The association between carriage of the human leucocyte antigen (HLA)-B*51 allele and development of Behçet's disease (BD) has been known since the early 1970s, but the exact mechanisms responsible for its role in pathogenesis remain much-debated. In an effort to explain the disease process, it has been suggested that BD constitutes one of a newly termed group of diseases, the 'MHC-I-opathies'. Other MHC-I-opathies include ankylosing spondylitis and HLA-B*27-associated spondyloarthropathies and HLA-C*0602-associated skin psoriasis.
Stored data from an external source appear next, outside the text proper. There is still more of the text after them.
PR #4155, opened 2020-04-30
fix(fillTemplate): ie11 compatibility

### LINKED ISSUE #4148: [Bug] ChipGroup is not working in IE11 browser

If I try to use chip group in an IE11 browser. A single chip without a chip group works fine though. The whole app breaks with the exception `Invalid character`
I tried digging into the code and this is what i think could be the root cause of the issue

Chip group uses `fillTemplate` function in utils
https://github.com/patternfly/patternfly-react/blob/master/packages/react-core/src/helpers/util.ts#L115

This util function creates a function on the fly which is using template literals to parse a string. My guess is babel doesn't transpile this code using a polyfill and this is why it breaks in IE11.

I also tried using this function in isolation and i could reproduce the issue

This is a bug. I would say this is critical for us and not a blocker. The workaround is not to use the filter chips on IE11 by detecting the browser.

Latest release of the patternfly and patternfly-react.

redallen:
**What**: Closes #4148

**Additional issues**:

### DIFF
--- a/packages/react-core/src/helpers/util.ts
+++ b/packages/react-core/src/helpers/util.ts
@@ -113,7 +113,7 @@ export function sideElementIsOutOfView(container: HTMLElement, element: HTMLElem
  * @returns {string} The template string literal result
  */
 export function fillTemplate(templateString: string, templateVars: any) {
-  return templateString.replace(/\${(.*)}/g, (_, match) => templateVars[match] || '');
+  return templateString.replace(/\${(.*?)}/g, (_, match) => templateVars[match] || '');
 }
 
 /**
--- a/packages/react-core/src/helpers/util.ts
+++ b/packages/react-core/src/helpers/util.ts
@@ -107,13 +107,13 @@ export function sideElementIsOutOfView(container: HTMLElement, element: HTMLElem
  *    const result = fillTemplate(templateString, templateVars);
  *    // "My name is Jon Dough"
  *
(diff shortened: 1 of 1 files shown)


packages/react-core/src/helpers/util.ts
```diff
@@ -107,14 +107,13 @@ export function sideElementIsOutOfView(container: HTMLElement, element: HTMLElem
...
- * @param {object} templateString  The string passed by the consumer
+ * @param {string} templateString  The string passed by the consumer
  * @param {object} templateVars The variables passed to the string
  *
  * @returns {string} The template string literal result
  */
 export function fillTemplate(templateString: string, templateVars: any) {
-  const func = new Function(...Object.keys(templateVars), `return \`${templateString}\`;`);
-  return func(...Object.values(templateVars));
+  return templateString.replace(/\${(.*?)}/g, (_, match) => templateVars[match] || '');
```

Recent work analysing the peptidome of HLA-B*51 suggests that altered peptide presentation by HLA-B*51 is vital to the disease process. In this review, we argue that immune receptor interactions with HLA-B*51 or the HLA-B*51-peptide complex could lead to development of inflammation in BD. The evidence for CD8+ T cell involvement is weak, and based on emerging studies it seems more likely that natural killer (NK) or other cell interactions, perhaps mediated by leucocyte immunoglobulin-like receptor (LILR) or killer immunoglobulin-like receptor (KIR) receptors, are culpable in pathogenesis. HLA misfolding leading directly to inflammation is another hypothesis for BD pathogenesis that deserves greater investigation. Ultimately, greater understanding of HLA-B*51's unique role in BD will probably lead to improved development of therapeutic strategies.
Keywords: antigen presentation/processing; autoimmunity; autoinflammatory disease.
© 2017 British Society for Immunology.